**Data shown**
──────

PR #61, opened 2026-08-26
THE LAYOUT RULES ARE IMPLEMENTED — no more centred-row default, the axis vocabulary widens, and margin collapses by axis

tpitre:
Branches from **PR #58**, and now merged forward through **#57, #59, #60, #63, #64, #65, #66, #67** — level with `origin/main` at `34299be5`.

The register's first round changed no behaviour on purpose: it named 57 lowering rules, cited every `proposed` one to the exact line its current behaviour lives at, and stopped. **This round implements the layout family.**

## The dialog on one row, cited to a line and closed

`fui-DialogBody` is `display: grid`. `anatomy.ts` refuses a two-dimensional grid **by name** (`grid-two-dimensional`, and correctly — one axis would have to be invented). But `display: grid` is not in the declared-display vocabulary either, so the container reached the emitter carrying **no layout fact at all**, and `layoutSpec`'s terminal ternary handed it `HORIZONTAL`. Three block-level children — title, content, actions — side by side.

A refusal that falls through to an invention is not a refusal. Two widenings close it:

- **`BLOCK_FLOW_CONTAINER` is now one set at one width** (`block | list-item | flow-root | inline | inline-block`). It used to be spelled twice at different widths — `display === 'block'` at the root, four keywords thirty lines below.
- **Blockification now runs for the root too, and for a container carrying no display fact.** Where there is no display fact only the *safe* half is taken (every in-flow child must be block-level), because "no fact" must never be read as evidence for a column.

### Does it actually un-stack? Measured, before and after

The live usability sweep scored `fluent` 0 of 11 and named `fluent.dialog` as still drawing on one row. Both artifacts run against the same mock canvas the compile receipts use:

| | `dialogbody` | Non-Modal cell |
|---|---|---|
| **before** (`dfb6b8d8`) | `HORIZONTAL` **600×30** — title 144 + body 344 + actions 96 side by side | **676×78** |
| **after** | `VERTICAL` **144×106** — height is the sum of the children | **192×182** |

**What this does not fix, stated rather than assumed:** the live receipt's 1-pixel-tall root is a *different* cause — `dialogsurface__backdrop` is 1×1 and `dialogsurface (margin box)` is `frozen`, so the root's auto-layout lays out neither. The mock renders that root 1400 tall, so the mock and the live canvas disagree there and I will not claim it fixed. The row symptom is closed; the hairline root is not addressed here.

**The centred-row default was measured before it was touched, and deliberately kept.** 16 of 132 committed corpus roots reach it, and every one is a fixed-size control holding nought-to-three inline children — a line box, which is what a centred row *is*. Flipping it would have regressed all sixteen. What changed is the **order**: `layoutSpec` now reads the root's own children *before* it answers.

## What flipped

| rule | was | now |
|---|---|---|
| `emit.axis-layoutless-root-centered-row` | proposed | **implemented** |
| `emit.axis-default-horizontal` | proposed | **implemented** |
| `emit.margin-collapse-summed-not-maxed` | proposed | **implemented** |
| `emit.margin-lone-child-to-padding` | proposed | **implemented** |
| `emit.margin-box-absent-on-amend` | proposed | **implemented** |
| `emit.gap-literal-cross-axis-silent` | proposed | **implemented** |
| `fuse.gap-literal-fallback-misspelled` | proposed | **implemented** |
| `schema.wrap-declared-never-detected` | proposed | **implemented**, renamed `schema.wrap-declared-and-detected` — the old id asserted a fact that is no longer true |
| `fuse.order-refused-before-mint` | — | **new**, the refusal that enforces `schema.order-unregistered-channel`'s wall |

On the merged tree: **58 rules · 45 implemented · 10 proposed · 3 walls · 39 still silent · 36 untested**.

## Two premises corrected by measurement

- **Margin collapse is a property of block flow, not of the axis.** A flex column does *not* collapse. `LayoutSpec.blockFlow` is the discriminator, emitted into the artifact.
- **The single-column-grid lowering was written, then deleted.** `anatomy.ts`'s `lowerGridDisplay` already lowers `cols <= 1`; a second one would have *contradicted a named refusal*. The code now defers and says so.

## RC1, at the cause

`enrichLayout` is the **only** producer of a `Part.layout` axis, and it declined every non-flex container with a bare `continue` — no receipt — reading the **base combo's** display alone while the uniformity check twenty lines below re-read every combo. The display is now read per enabled combo and every decline is named. The vocabulary gains two values **the schema already spells and the emitter already lowers**: `align-items: baseline` and `flex-wrap: wrap` — the latter declared in v15 with a working emitter lowering, a working inverse, and no producer for a year.

## Conformance cases, red before and green after

| case | before | after |
|---|---|---|
| `align-items-baseline` | `WRONG-NAME` — declared CARRIED but NOT carried | **PASS**, and ROUND-TRIPPED |
| `flex-wrap-wrap` | `WRONG-NAME` — declared CARRIED but NOT carried | **PASS**, and ROUND-TRIPPED |
| `layout-on-non-flex-container` | `WRONG-NAME` — named, but not by `layout-container-not-flex` | **PASS** |
| `margin-top-in-flow` (#66's) | **SILENT** — never waivable | **NAMED** |

## A never-waivable red, closed — and it was this branch's rule

#66 asked whether the margin→gap reframe catches `margin-top-in-flow`: a 12px `margin-top` on the second child of a gapless flex column. **It does, exactly** — `lowerMarginGaps` lowers it to a **bound** `itemSpacing` carrying the same token, and the inverse re-emits `gap` as it should. The round trip still read SILENT: not because anything was lost, but because nothing said the margin had become a gap.

The cause was an **ordering bug**, not a missing decision. The pass ran *after* `stripMisses` had emptied the collector, so a `miss()` raised there was never collected — and would have been serialized into every emitted script as a stray `channelMiss` field. Lowering first, collecting second. (Verified: 0 leaked into the 62 re-emitted artifacts.)

`emit.margin-uniform-sibling-to-gap`: receipt `none` → `channelMiss`, and its `roundTrip` verdict **re-derives down** from `round-tripped` to `named`, because the new case is harder than `flex-gap`. A truthful downgrade, recorded as one.

## The five bugs the register recorded — all five closed

`marginBoxCall` missing on the standalone amend path (18 artifacts gained the call) · the summed collapse · the literal cross-axis gap dropped by an `if` with no `else` while the token twin three lines away called `miss()` · the literal-fallback sets spelling the shorthand `gap`, which computed style never reports · `order` minting into a channel no registry knows — the `tab-size` shape that took 32 components down at `validateContract`.

## Merging forward: re-derived, never resolved

Every conflict was a **derived** artifact. `spec/lowering.json` was the only semantic merge, and the two sides were disjoint — no rule touched by both. Three sites came back **ambiguous** and were pinned by hand with the reason recorded. `spec/LOWERING.md` is generated, and the generator was first verified to reproduce **main's** committed doc byte-for-byte from **main's** register (0 diffs over 801 lines). #67's repaired `door-register:rederive` then confirmed the 136 marker lines I had derived by hand: **zero delta on both fields**.

**#66 and this branch repaired the same reader independently.** #66's `eatFlex` is the one kept — it covers everything mine did and `MIRRORED_CHANNELS` is now exported so `channel-table-check` cannot drift from the reader. Two mirrors would be exactly the drift that export prevents, so mine is deleted rather than merged.

## Refused by name, not done

- **`margin: auto`** stays a **wall**. Chromium resolves it to a *used* px value; "centre me" and "push me right" are not recoverable from that number.
- **Asymmetric sibling margins** stay on the `(margin box)` wrapper, registered as the fixed-point violation it is.
- **RC8 (text-part geometry)** untouched, still `proposed` — proving the swap needs a corpus re-capture and the kit has no overlay-plus-text case to red/green it.
- **`stroke` / `stroke-width`** (#66's finding): both are `canvas: "draw"` with no `case` in this file's switch, so the default arm's `if (reg && reg.canvas !== 'draw') miss(…)` is false and the value is neither drawn nor named. **I own that file in this PR and left it alone on purpose** — a fix shipped inside a layout PR is an unexercised claim. I read it the same way #66 does.

## Gates, serial, all exit 0

`tsc` · `lint` · `format:check` · `docs:check` · `ci:lanes` · `lowering:check` + `--self-test` · `channel-table:check` · `door-register:check` + `--self-test` · `canvas:usable:check` + `--self-test` · `required-facts:check` · `conformance` (115 cases, 111 pass / 4 recorded red — all four main's own) · `conformance:roundtrip` (75 cases, **0 red, 0 SILENT**) · `conformance:canvas` · `figma:fresh` (9/9) · `generated:fresh` (3/3) · `ua-baseline:check` · `extract:computed:drift` VERIFY · `maintain` · `eval` **230/230 at `9a641691`, `dirty: false`**.


tpitre:
Closing as superseded. The branch is 939 commits behind main and conflicting; its payload (the layout family of the lowering register) was re-applied on current main by Codex in a sibling worktree and is now committed as `codex/v1-layout-lowering` (14627c325, WIP, unevaluated). That branch is the successor. Both refs are kept for reference. The layout family is not on the v1 path (docs/33 cut the legacy capture engine's spine work); it is revisited after v1.

https://claude.ai/code/session_01ThvpJVww1oHnAo7c7Fo3sq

──────

**Work request**
Present each line from the listing that holds the string "carried".

**Exercise response**
| `align-items-baseline` | `WRONG-NAME` — declared CARRIED but NOT carried | **PASS**, and ROUND-TRIPPED |
| `flex-wrap-wrap` | `WRONG-NAME` — declared CARRIED but NOT carried | **PASS**, and ROUND-TRIPPED |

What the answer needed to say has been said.